Since knowledge graphs enable you to find relations between entities that, at a first glance, have nothing in common, there’s no chance they could be avoided by companies using recommender systems. Graph neural networks can process more complex user queries, find hidden patterns, and provide more accurate recommendations to users.

For example, Netflix uses a predictive knowledge graph as a basis for its recommendation engine. In their blog, they say, “The real power of the graph is the information contained in the relational structure. At Netflix, we apply this concept to the knowledge contained in the content universe.”

Targeted news feed in social media

Of course, knowledge graphs have a wide array of applications in the social media world. Facebook’s Entities Graph counts more than 1 billion monthly active users, 600 million of whom log in every day. It maps users’ social connections and these meaningful data connections to derive insights into preferences so it can deliver targeted content to user news feeds.

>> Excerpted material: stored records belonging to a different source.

PR #5855, opened 2024-04-29
feat: use native `structuredClone()` in `_.cloneDeep()`

### LINKED ISSUE #5833: Attempt structuredClone in cloneDeep before doing manual clone
I would assume that the [structuredClone](https://developer.mozilla.org/en-US/docs/Web/API/structuredClone) API being native would allow JS engine makers to optimize the performance. Though it isn't as powerful as Lodash's clone deep, that power may not be needed in all use cases.

My suggestion is basically this:

```js
function cloneDeep (value) {
  try {
    if (structuredClone) {
      return structuredClone(value);
    }
  } catch {
    return doWhatLodashHasAlwaysDoneForCloneDeep(value);
  }
}
```

Just an idea, not sure if this would be a net positive or negative (more people dealing with the time it takes to do the failed attempt before falling back, versus more people getting the fast native solution and skipping the more complex JS solution).

Alternatively every user could just make their own helper function like this:

```js
import { cloneDeep } from 'lodash.cloneDeep';

export const deepClone = function (value) {
  try {
    if (structuredClone) {
      return structuredClone(value);
    }
  } catch {
    return cloneDeep(value);
  }
};
```

But the whole point of Lodash it to not need to make/copy a bunch of common helpers for stuff like this.

lewxdev:
resolves #5833

I tried to add tests but they don't seem to be running at the moment, this can be adjusted as necessary

Any feedback on the proposed approach and any adjustments or additions is greatly appreciated. Additionally, insights on enhancing the implementation are welcome as well.


kapilkumar9395:
Instead of having skipNativeCheck as a parameter, it would be better to have an option object something like -
`cloneDeep(value, { skipNativeCheck : false })`

It's more scalable, and descriptive

Trott:
The `yarn.loock` update seems unrelated?

lewxdev:
> Instead of having skipNativeCheck as a parameter, it would be better to have an option object something like - `cloneDeep(value, { skipNativeCheck : false })`
> 
> It's more scalable, and descriptive

That works, I just figured using an object for a single option would be unnecessary (and I didn't see too many other uses of options for the other utilities).

But the scalability argument makes sense and I'm open to making this change

lewxdev:
> The `yarn.loock` update seems unrelated?

Yeah, the `yarn.lock` got updated when I did `bun i`. Maybe I can restore the old version and try again with `--frozen-lockfile`?

test/clone-methods.spec.js
```diff
@@ -117,6 +117,14 @@ xdescribe('clone methods', function () {
         assert.notStrictEqual(actual, cyclical[`v${LARGE_ARRAY_SIZE - 1}`]);
     });
 
+    it('`_.cloneDeep` should accept the `skipNativeCheck` flag', () => {
+        const object = { primitive: 'a', fn: () => 'b' };
+        const actual = cloneDeep(object, true);
```
TheJaredWilcurt, line 122:
```suggestion
        const actual = cloneDeep(object, { skipNativeCheck: true });
```

src/cloneDeep.ts
```diff
@@ -20,9 +28,23 @@ const CLONE_SYMBOLS_FLAG = 4;
  * const deep = cloneDeep(objects)
  * console.log(deep[0] === objects[0])
  * // => false
+ *
+ * // The `skipNativeCheck` flag
+ * const unsupportedNativeObject = { fn: () => 'a' };
+ *
+ * const deep = cloneDeep(unsupportedNativeObject, true);
```
TheJaredWilcurt, line 35:
```suggestion
 * const deep = cloneDeep(unsupportedNativeObject, { skipNativeCheck: true });
```

src/cloneDeep.ts
```diff
@@ -20,9 +28,23 @@ const CLONE_SYMBOLS_FLAG = 4;
...
+ * // => false
  */
-function cloneDeep(value) {
-    return baseClone(value, CLONE_DEEP_FLAG | CLONE_SYMBOLS_FLAG);
+function cloneDeep(value, options = {}) {
+    try {
+        if (!options.skipNativeCheck && structuredClone) {
+            return structuredClone(value);
+        }
+        throw new Error('Unsupported structured clone');
```
TheJaredWilcurt, line 44: Slightly more accurate, though nothing uses this message so it doesn't really matter.
```suggestion
        throw new Error('structuredClone unsupported or skipped');
```

TheJaredWilcurt (approved):
Not sure about the yarn lock, but the rest looks good to me.

TheJaredWilcurt:
@jdalton I think this is good. Thoughts on the yarn lock?

lewxdev:
I went ahead and just removed the yarn-lock changes. It may need updating, but that seems out of scope of this PR and can be done separately. @jdalton I think this is ready to be merged when you have time to look at it.

ex1st:
Just note:

```javascript
// lodash v4
_.cloneDeep({ class: class Class {} })
// {class: ƒ}
_.cloneDeep({ function: function () {} })
// {function: ƒ}


structuredClone({ class: class Class {} })
// DOMException [DataCloneError]: class Class {} could not be cloned
structuredClone({ function: function () {} })
// DOMException [DataCloneError]: function () {} could not be cloned
```

PR #5858, opened 2024-05-02
fix(memoize): error when passing multiple arguments to memoized function without having a resolver available

WolvenSpirit:
Do not allow `memoize` to be used by a function with multiple arguments if it has no resolver available.
This is a change that is supposed to throw error in the face of devs during CI and not allow memoize to make it to production code if used incorrectly.

This added behavior is likely a breaking change.


WolvenSpirit:
Only opening this PR because I got bitten by the current behavior of this utility function.

jdalton:
Closing as stale: this conflicts with the current base and its diff has expanded into the full JS→TS migration in reverse. If the change is still relevant, please open a fresh PR against `main`.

So, knowledge graphs make it possible to model abstract logical statements and schemes and to fill them with specific objects in the real world. Moreover, knowledge graphs allow machines to reason and infer new knowledge not previously described in a graph. The formal semi-structured model, flexibility, and a powerful logical apparatus distinguish knowledge graphs from traditional relational databases, which are structured, meaning they are inflexible and have predefined connections and relationships.

The future of knowledge graphs

Summing things up, it would be logical to ask the question, “What does the future hold for knowledge graphs?”

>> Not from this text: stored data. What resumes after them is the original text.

PR #5866, opened 2024-05-24
Clarify what arguments goes where.

SimonLandeholm:


src/defaults.ts
```diff
@@ -16,8 +16,8 @@ const hasOwnProperty = objectProto.hasOwnProperty;
  *
  * @since 0.1.0
  * @category Object
- * @param {Object} object The destination object.
- * @param {...Object} [sources] The source objects.
+ * @param {Object} object The destination object. (the object without the default properties)
+ * @param {...Object} [sources] The source objects. (the object/objects denoting the default properties)
```
Trott, line 20:
```suggestion
 * @param {Object} object The destination object. (The object without the default properties.)
 * @param {...Object} [sources] The source objects. (The object/objects denoting the default properties.)
```

Cassieminkus1 (approved):

jdalton:
Thanks, but the diff here is a large, undiscussed rewrite (a full TypeScript migration) rather than the documentation clarification in the title, so I can't take it as-is. If you'd like to propose a focused doc change, please open a minimal PR. Closing this one.

PR #5869, opened 2024-05-26
feat: flatten an object functionality

david-pilny:
# `flattenObject` Function

The `flattenObject` function is a utility that recursively flattens a nested JavaScript object. It converts an object with nested properties into a single-level object with dot-separated keys representing the path to each value in the original object. I found it especially useful for partial updates when using Mongoose.

## Function Signature

```typescript
function flattenObject(object: any, prefix: string = ''): { [key: string]: any }
```
### Example input:
```typescript
const input = {
  a: 1,
  b: {
    c: 2,
    d: {
      e: 3
    }
  },
  f: 4
};
```

### Example output:
```typescript
const output = {
  a: 1,
  'b.c': 2,
  'b.d.e': 3,
  f: 4
};
```


david-pilny:
> Just wanted to ask what would be the functionality for array of objects? Because if I understand this correctly now it just keeps the array as is.

Thank you for your reply. I tried it and discovered some unexpected behavior. Anyway, I can modify the code so the function leaves the array of objects as it is or flattens all the objects in the array. The second option makes more sense to me, what do you think?

avivkal:
I think the second option makes more sense

david-pilny:
Just committed the suggested changes.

The authoritative analyst firm — Gartner — has included knowledge graphs in its "Top 10 Data and Analytics Technology Trends for 2021." The report says, “D&A leaders rely on graphs to quickly answer complex business questions which require contextual awareness and an understanding of the nature of connections and strengths across multiple entities.” With that in mind, Gartner expects that nearly 80 percent of all data and analytics innovation will include knowledge graphs by 2025.

In one of the market reports, PwC indicated that almost all the world's largest companies are engaged in the construction and application of knowledge graphs to one degree or another. The companies range from technology giants like Apple and Google to financial conglomerates to local enterprises.

And this means that the need for technologies built around knowledge graphs and experts in this field will definitely grow.

Such technologies include DBMSs for storing graphs and ways of processing queries, systems for integrating data that use knowledge graphs (like data fabric), interactive systems based on knowledge graphs, and business intelligence systems.